Rowling, who was born in England in 1965, first got the idea for Harry Potter while she was riding a train from Manchester to London in 1990. She began writing the first book that night and finished it while living in Edinburgh, Scotland, where she struggled financially as a single mother and battled depression. Her completed manuscript was turned down by a number of publishers before she got a book deal with Bloomsbury Publishing in August 1996. Rowling went on to pen a total of seven Harry Potter novels, all of which became international blockbusters, selling more than 400 million copies and being translated into some 60 languages in all. The books also spawned a series of movies, video games and other merchandise that made Rowling one of the wealthiest people in the entertainment industry.
The first Harry Potter film was directed by the American filmmaker Chris Columbus, whose previous credits included Home Alone and Mrs. Doubtfire. Prior to being selected to play Harry, Daniel Radcliffe, who was born July 23, 1989, in London, had appeared in a BBC production of David Copperfield as well as the 2001 film The Tailor of Panama, which starred Pierce Brosnan. British actors Rupert Grint and Emma Watson were chosen for the roles of Harry’s friends Ron and Hermione. A roster of celebrated actors took supporting roles in the film and its various sequels, including Ralph Fiennes, Maggie Smith, Alan Rickman, Emma Thompson, Richard Harris and Gary Oldman.

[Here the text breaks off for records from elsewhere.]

PR #139, opened 2016-04-07
T6221

cosimoc:
https://phabricator.endlessm.com/T6221

### DIFF
--- a/js/ui/screenShield.js
+++ b/js/ui/screenShield.js
@@ -226,7 +226,7 @@ const ScreenShield = new Lang.Class({
     },
 
     _onLightboxShown: function() {
-        this.activate(false);
+        this.emit('active-changed');
     },
 
     showDialog: function() {
@@ -322,7 +322,7 @@ const ScreenShield = new Lang.Class({
 
     get active() {
         // See the comment on the activate method.
-        return this._isLocked;
+        return this._lightbox.shown || this._isLocked;
     },
 
     get activationTime() {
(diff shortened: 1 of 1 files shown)


js/ui/screenShield.js
```diff
@@ -402,17 +402,7 @@ const ScreenShield = new Lang.Class({
...
-        // but now we do that from lockScreenShown, which means
-        // there is a 0.3 seconds window during which the lock
-        // screen is effectively visible and the screen is locked, but
-        // the DBus interface reports the screensaver is off.
-        // This is because when we emit ActiveChanged(true),
-        // gnome-settings-daemon blanks the screen, and we don't want
-        // blank during the animation.
-        // This is not a problem for the idle fade case, because we
-        // activate without animation in that case.
+        this.emit('active-changed');
```
mcatanzaro: This looks good. I thought we needed to emit active-changed here, but got confused by the stale comment.

mcatanzaro:
I will look at the last commit a bit closer tomorrow before merging this.

mcatanzaro:
I trust this is fine, but since this is not urgent, let me play with the code a bit more over the weekend to see if it's easy to make this cleaner/safer. I'm not really comfortable with having only partially merged together the activated/locked states.

mcatanzaro:
OK, let's go with this, since you've tested it and it's minimally-intrusive... 'active-changed' doesn't blank the screen in my VM for some reason I haven't determined, so I'm having trouble working on this, unfortunately.

PR #140, opened 2016-04-14
viewSelector: redraw the clones on large text setting changes

GeorgesStavracas:
This commit is a workaround on the Clutter misbehavior with
Framebuffer Objects. Precisely, the clone won't update properly
because the original actor mistakenly doesn't detect the living
clone and doesn't update correctly.

Fix that by adding a redraw'ing routine in an idle, to give
time for the original actor to update.

https://phabricator.endlessm.com/T5950

### DIFF
--- a/js/ui/viewSelector.js
+++ b/js/ui/viewSelector.js
@@ -391,6 +391,8 @@ const ViewsClone = new Lang.Class({
     Extends: St.Widget,
 
     _init: function(viewSelector, viewsDisplay, forOverview) {
+        let settings = Clutter.Settings.get_default();
+
         this._viewSelector = viewSelector;
         this._viewsDisplay = viewsDisplay;
         this._forOverview = forOverview;
@@ -444,6 +446,25 @@ const ViewsClone = new Lang.Class({
                                    time: OverviewControls.SIDE_CONTROLS_ANIMATION_TIME,
                                    transition: 'easeOutQuad' });
             }
+        }));
+
+        settings.connect('notify::font-dpi', Lang.bind(this, function() {
+            let overviewVisible = Main.layoutManager.overviewGroup.visible;
+            let saturationEnabled = this._saturation.enabled;
+
+            /* Maybe because of the already known issue with FBO and ClutterClones,
+             * simply redrawing the overview group without assuring it is visible
+             * won't work. Clutter was supposed to do that, but it doesn't. The
+             * FBO, in this case, is introduced through the saturation effect.
+             */
+            this._saturation.enabled = false;
+            Main.layoutManager.overviewGroup.visible = true;
+
+            Main.layoutManager.overviewGroup.queue_redraw();
+
+            /* Restore the previous states */
+            Main.layoutManager.overviewGroup.visible = overviewVisible;
+            this._saturation.enabled = saturationEnabled;
         }));
     },
 


js/ui/viewSelector.js
```diff
@@ -394,6 +397,7 @@ const ViewsClone = new Lang.Class({
         this._viewSelector = viewSelector;
         this._viewsDisplay = viewsDisplay;
         this._forOverview = forOverview;
+        this._settings = new Gio.Settings({ schema: DESKTOP_INTERFACE_SCHEMA });
```
cosimoc: Nitpick: there should be no need to keep a reference to `this._settings`.

js/ui/viewSelector.js
```diff
@@ -445,6 +449,33 @@ const ViewsClone = new Lang.Class({
...
+                 * simply redrawing the overview group without assuring it is
+                 * visible won't work. Clutter was supposed to do that, but it
+                 * doesn't.
+                 */
+                Main.layoutManager.overviewGroup.visible = true;
+                Main.layoutManager.overviewGroup.queue_redraw();
+
+                /* Restore the previous states */
+                Main.layoutManager.overviewGroup.visible = overviewVisible;
+                this._saturation.enabled = saturationEnabled;
```
cosimoc: Should return `false` here.

js/ui/viewSelector.js
```diff
@@ -445,6 +449,33 @@ const ViewsClone = new Lang.Class({
...
+             * Add it in an idle to give Clutter some time to
+             * recalculate whatetever it needs to. Simply queueing
+             * redraw right after the setting changes doesn't
+             * work.
+             */
+            GLib.idle_add(GLib.PRIORITY_DEFAULT, Lang.bind(this, function() {
+                let overviewVisible = Main.layoutManager.overviewGroup.visible;
+                let saturationEnabled = this._saturation.enabled;
+
+                this._saturation.enabled = false;
```
cosimoc: Are you disabling the saturation for the same reason in the comment below? If so, please move the line after the comment, otherwise it probably would deserve a separate comment.

js/ui/viewSelector.js
GeorgesStavracas: Done

js/ui/viewSelector.js
GeorgesStavracas: This does not seem to work. I think GJS doesn't keep a reference to it anyhow.

js/ui/viewSelector.js
```diff
@@ -445,6 +449,37 @@ const ViewsClone = new Lang.Class({
                                    transition: 'easeOutQuad' });
             }
         }));
+
+        this._settings.connect('changed::' + KEY_TEXT_SCALING_FACTOR, Lang.bind(this, function() {
+            /*
+             * Add it in an idle to give Clutter some time to
+             * recalculate whatetever it needs to. Simply queueing
+             * redraw right after the setting changes doesn't
+             * work.
```
cosimoc: Sorry for the back and forth on this, but I believe I understand the reason you can't just queue a redraw right away here.
Clutter does not listen to this gsetting directly; however it listens to the `Xft/DPI` and `Gdk/UnscaledDPI` xsettings, which gnome-settings-daemon is responsible of updating whenever the gsetting changes.

In other words, you should be able to connect to notifications on the `font-dpi` property of `ClutterSettings` and avoid the idle callback.

js/ui/viewSelector.js
cosimoc: Very odd! But may not be necessary after all - see my comment below.

js/ui/viewSelector.js
```diff
@@ -445,6 +447,27 @@ const ViewsClone = new Lang.Class({
...
+            this._saturation.enabled = false;
+            Main.layoutManager.overviewGroup.visible = true;
+
+            Main.layoutManager.overviewGroup.queue_redraw();
+
+            /* Restore the previous states */
+            Main.layoutManager.overviewGroup.visible = overviewVisible;
+            this._saturation.enabled = saturationEnabled;
+
+            return GLib.SOURCE_REMOVE;
```
ebassi: There's no need to return anything, here; the `GObject::notify` signal does not have a return value.

PR #146, opened 2016-05-13
T11618

cosimoc:
https://phabricator.endlessm.com/T11618

### DIFF
--- a/js/ui/internetSearch.js
+++ b/js/ui/internetSearch.js
@@ -2,6 +2,7 @@
 
 const GLib = imports.gi.GLib;
 const Gio = imports.gi.Gio;
+const Json = imports.gi.Json;
 const Lang = imports.lang;
 
 const Main = imports.ui.main;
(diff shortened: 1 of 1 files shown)


js/ui/internetSearch.js
```diff
@@ -69,7 +69,7 @@ const InternetSearchProvider = new Lang.Class({
                 name = _("Open \"%s\" in browser").format(uri);
             } else if (resultId.startsWith('search:')) {
                 let query = resultId.slice('search:'.length);
-                name = _("Search Google for \"%s\"").format(query);
+                name = _("Search the web for \"%s\"").format(query);
```
rshuler: I'm not sure if we want this string change.  In the past I recall Matt being pretty specific about how he wanted to present the search results.  Another easy option for now would be to leave "Google" in the English string and simply edit the Chinese translation to replace "Google" with "Baidu".

rshuler: Oh, I see the later commit that changes this.

js/ui/internetSearch.js
```diff
@@ -54,22 +90,31 @@ const InternetSearchProvider = new Lang.Class({
...
-                name = _("Search the web for \"%s\"").format(query);
+                let engineName = this._getEngineName();
+
+                if (engineName) {
+                    /* Translators: the first %s is the search engine name, and the second
+                     * is the search string. For instance, 'Search Google for "hello"'.
+                     */
+                    name = _("Search %s for \"%s\"").format(engineName, query);
+                } else {
+                    name = _("Search the web for \"%s\"").format(query);
```
rshuler: Another possible way to do this is use the first format string with engineName = _("the web"), which reduces the total number of words to translate.  Also, I think we should use "the internet" rather than "the web" for consistency with how we describe this in the help center:
> The global search bar makes search easy! You can look for apps, documents, photos and more, right from your desktop. If you have an internet conection, you can even look for things that are on the internet, like you would on google, with the global search tool.

js/ui/internetSearch.js
```diff
@@ -42,9 +43,44 @@ const InternetSearchProvider = new Lang.Class({
...
+        try {
+            parser.load_from_file(path);
+        } catch (e) {
+            logError(e, 'error while parsing Chromium preferences');
+            return null;
+        }
+
+        let root = parser.get_root().get_object();
+        let searchProviderData = root.get_object_member('default_search_provider_data');
+        if (!searchProviderData)
```
rshuler: Javascript, so use curly braces even if just single statement

js/ui/internetSearch.js
```diff
@@ -42,9 +43,44 @@ const InternetSearchProvider = new Lang.Class({
...
+            return null;
+
+        let templateUrlData = searchProviderData.get_object_member('template_url_data');
+        if (!templateUrlData)
```
rshuler: Ditto

js/ui/internetSearch.js
cosimoc: I will change this to say "the internet", but we can't really build the string as you propose. Some languages will need to translate "Search Google for %s" and "Search the internet for %s" as two separate strings, and that's why I did it this way.

rshuler: I'm surprised that any language would change the translation of "Search %s for \"%\"s" depending on whether the first "%s" is "Google" or "the internet".  Not a big deal either way, but I'm curious to understand why so I can keep that in mind in the future.  We can talk offline.

ptomato: In Dutch, for example, the preposition would change — you search "through" Google, but "on" the internet for something.

rshuler: Ah, thank you @ptomato.  That makes sense now.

Columbus also directed the second Potter film, Harry Potter and the Chamber of Secrets, which was released in 2002. The Mexican director Alfonso Cuaron helmed the third film, Harry Potter and the Prisoner of Azkaban, which arrived in theaters in 2004. The fourth film, Harry Potter and the Goblet of Fire, was directed by Mike Newell and debuted in 2005, while 2007 saw the release of the fifth film, Harry Potter and the Order of the Phoenix, helmed by David Yates. The sixth Harry Potter film, Harry Potter and the Half-Blood Prince, also directed by Yates, is scheduled to open in 2009. The seventh and final (according to Rowling’s predetermined plan) novel, Harry Potter and the Deathly Hallows, debuted in U.S. bookstores on July 21, 2007. Like all the previous Potter books, it is slated to become a movie, to be released in two parts in 2010 and 2011. To date, the Harry Potter films are the most financially successful series in history, having surpassed both the Star Wars and James Bond franchises.